Code squad wants more teeth in commercial blight law -, South Georgia News, Weather, Sports

Code squad wants more teeth in commercial blight law

May 29, 2008

Albany --  Downtown Albany leaders targeted 550 blighted properties in March and set a timeline for those property owners to comply with city codes.

Back then leaders said if property owners didn't comply, they'd be sent to court. While some residential property owners appeared in court last week, they've backed off forcing commercial property owners to comply.

Code enforcement officers now say they need newer, tougher laws on the books before they'll take commercial property owners to court.
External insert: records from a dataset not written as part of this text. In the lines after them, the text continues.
PR #1523, opened 2026-08-16
fix(tiles): let a genuine 404 through on the public raster-tile route

### LINKED ISSUE #1516: fix(tiles): /raster-tiles/ answers 204 for a missing dataset, so a bad id renders as a blank map
Point a map client at a raster dataset id that does not exist and it renders a blank map with no diagnostic anywhere. No error, no console message, no failed request. The tiles come back `204 No Content`, which is exactly what a correct dataset answers for a tile outside its footprint, so the client has nothing to distinguish "this dataset is not here" from "you have panned off the data".

This came up building error states for the browser examples in geolens-io/geolens-examples. The page could not report a misconfigured dataset id, because at the tile route there is nothing to report.

## Repro

Two routes serve the same raster tile. They disagree, and only on the case that matters. Against the live demo, 2026-08-15:

```
$ DEM=6f03bafa-34b3-4902-9351-40ce09a8181f
$ BOGUS=00000000-0000-4000-8000-000000000000
```

| request | `/raster-tiles/{id}/tiles/...` | `/api/tiles/raster-proxy/{id}/...` |
|---|---|---|
| real dataset, tile in footprint | 200, 89816 b | 200, 89816 b |
| real dataset, tile outside footprint | 204, 0 b | 204, 0 b |
| dataset id that does not exist | **204, 0 b** | **404, 84 b** |

```
$ curl -s -o /dev/null -w "%{http_code} %{size_download}\n" \
    "https://demo.getgeolens.com/raster-tiles/$BOGUS/tiles/12/2135/1457.png?v=1"
204 0

$ curl -s -o /dev/null -w "%{http_code} %{size_download}\n" \
    "https://demo.getgeolens.com/api/tiles/raster-proxy/$BOGUS/12/2135/1457.png"
404 84
```

The API already draws the distinction correctly. It returns 204 for a tile outside the extent and 404 for a dataset that is not there. The public path loses it, and the public path is the one every client gets: it is what `helpers.py` puts in dataset metadata, what `style_json.py` writes into saved-map styles, and what search results hand back.

## Root cause

`frontend/nginx.conf:137-138`, in the `/raster-tiles/` location:

```nginx
proxy_intercept_errors on;
error_page 404 = @empty_tile;
```

Every upstream 404 becomes an empty tile. The block's own comment says what it was for:

> a tile outside the raster's extent 404s upstream and arrives here through `error_page 404 = @empty_tile`

That was true when it was written. The API now answers 204 for an out-of-extent tile on its own, as the table above shows, so the rule no longer catches the case it was added for. What it still catches is every other 404 the handler raises, including the missing dataset and the `No raster asset` path at `backend/app/processing/tiles/router.py:1248`.

## Client side

MapLibre gives a 204 tile the same treatment as a 200: the tile is marked `loaded` and carries an image. Instrumented against the demo, panning a real dataset off its footprint produced 95 tiles of 204 with zero `error` events and zero console output. That is correct behaviour for an empty tile, and it is why nothing surfaces when the dataset is missing instead.

The only way a client can currently tell the two apart is a second call to a different API, `/api/collections/{id}`, which answers 404 for a missing dataset and 200 for a real one. `maplibre/imagery.html` in the examples repo now does exactly that, purely to have something true to say when the map is blank.

## Same class on vector tiles

An unknown table answers 404 with a body:

```
$ curl -s -o /dev/null -w "%{http_code} %{size_download}\n" \
    "https://demo.getgeolens.com/api/tiles/data.no_such_table_xyz/11/602/770.pbf"
404 84

$ curl -s -o /dev/null -w "%{http_code} %{size_download}\n" \
    "https://demo.getgeolens.com/api/tiles/data.nyc_subway_lines_mta/11/602/770.pbf"
200 20760
```

The status is right here, but it does not help a browser client: MapLibre treats a 404 tile as an empty tile too, so a typo in a table name is also a silently blank layer.

## One thing to weigh before changing it

Returning 404 for an unknown dataset id at an unauthenticated route lets a caller enumerate which dataset ids exist. The current mapping hides that, whether or not it was chosen for the reason.

It does not hide much, though. `/api/collections/{id}` already answers 404 for a missing dataset and 200 for a real one anonymously, so the same enumeration is available one endpoint over. If existence disclosure is the concern, the tile route is not where it is being protected.

## Suggested direction

Have the two routes agree, in whichever direction you prefer:

- Narrow `error_page 404 = @empty_tile` so it maps only the out-of-extent case, and let a genuine "no such dataset" through as 404. Since the API already returns 204 for out-of-extent, the rule may simply be removable, though `@empty_tile` is also what repeats the CORS header from #1464 and that has to survive.
- Or keep 204 everywhere and give clients a documented way to check, in which case the examples' current workaround is the supported pattern and should be written down rather than discovered.

Either is better than the two paths answering differently for the same request.

ishiland:
Closes #1516

## What changed

`frontend/nginx.conf` no longer maps upstream 404s on `/raster-tiles/` to an empty tile. `proxy_intercept_errors on;` and `error_page 404 = @empty_tile;` are gone, and the `@empty_tile` location goes with them, since that mapping was the only thing routing to it.

Two new test files pin the result: `backend/tests/test_nginx_raster_tile_404_1516.py` for the mapping's absence, and a rewritten `test_nginx_raster_cors_1464.py`, whose two `@empty_tile` cases were describing a mechanism that no longer exists. The invariant they protected (CORS on a non-200 tile) now rests on the `always` in the `/raster-tiles/` block, which is what the rewritten file asserts.

## The premise, verified locally

The issue's claim that the api answers 204 for an out-of-extent tile was dated 2026-08-15 against the demo. Confirmed against a local stack, using a private swissALTI3D DEM whose footprint is about 1 km across, so out-of-extent is a real tile rather than a hypothetical:

```
### API directly (127.0.0.1:8001/tiles/raster-proxy/)
DEM, tile INSIDE footprint (z16)               200 59609b
DEM, tile OUTSIDE footprint (z14)              204 0b
dataset id that does not exist                 404 84b
private DEM, ANONYMOUS                         401 93b
```

So `raster_tile_proxy` converts Titiler's out-of-bounds 404 into a 204 on its own (`processing/tiles/router.py:1379`), and the `error_page` rule had stopped catching the case it was added for. Nothing regresses by removing it, because nothing out-of-extent was reaching it.

## Before and after, through nginx

A throwaway `nginx:alpine` container renders `frontend/nginx.conf` through the same four `envsubst` variables `frontend/docker-entrypoint.sh` uses and attaches to `geolens_default`, so the upstream is the real dev api. The dev stack on :8080 runs Vite, not this config, and would not have shown any of it.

 What's changed in the two months since code enforcement vowed to crack down on blighted properties in Albany? Code enforcement director Mike Tilson considers it a victory that a judge last week gave this property owner 30 days to tear down a fire ravaged home next to the Civil Rights Museum or the city can tear it down and they're preparing to take more to court.

"The inspectors are in the office today, as matter of fact, writing out some summons trying to get some people into court, because they haven't been doing exactly what we asked them to do," said Albany Code Enforcement Director Mike Tilson.

"We're noticing a difference on a daily basis property owners are calling they're concerned now because they know that the city is serious about the task at hand," says Albany Downtown Manager Don Buie.

But has that task changed? In March the city talked about going after both residential and commercial property owners, now they've back off commercial property owners claiming they need tougher laws.

"Well, we slowed them to the commercial property because we don't have a lot of codes out there to enforce," says Tilson.

The problem is many of these buildings are dangerous that's why the city wants to move quickly. Asbestos permits have been applied for this peter Studl property to tear the back half of this building down, but there are other dangerous propertied out there.

"They walked through this building, went out the back. Couple of us were standing outside and heard a crash and the ceiling in the kitchen had fallen down, and we were lucky that day, and blessed," says Tilson.

"You needed to have a starting point," said Buie. "We have a starting point in the boarding ordinance, we have a starting point in the blight ordinance, they're doing a great job with those tools so we just need to make sure they have the proper resources to continue their effort."

That will be up to the city commission to decide next month when Tilson presents the International Property Maintenance Code he wants the city to adopt.

The Albany City Commission meets next on June 10th.